[Collected data]
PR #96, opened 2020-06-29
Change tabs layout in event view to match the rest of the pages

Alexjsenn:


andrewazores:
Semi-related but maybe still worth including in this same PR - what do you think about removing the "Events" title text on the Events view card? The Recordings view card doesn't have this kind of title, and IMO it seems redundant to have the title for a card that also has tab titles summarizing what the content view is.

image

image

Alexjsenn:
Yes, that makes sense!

• _ACTION ITEM_
Pull out every line of the entries that includes the word "view".

• _RESULT OF THIS EXERCISE_
Change tabs layout in event view to match the rest of the pages
Semi-related but maybe still worth including in this same PR - what do you think about removing the "Events" title text on the Events view card? The Recordings view card doesn't have this kind of title, and IMO it seems redundant to have the title for a card that also has tab titles summarizing what the content view is.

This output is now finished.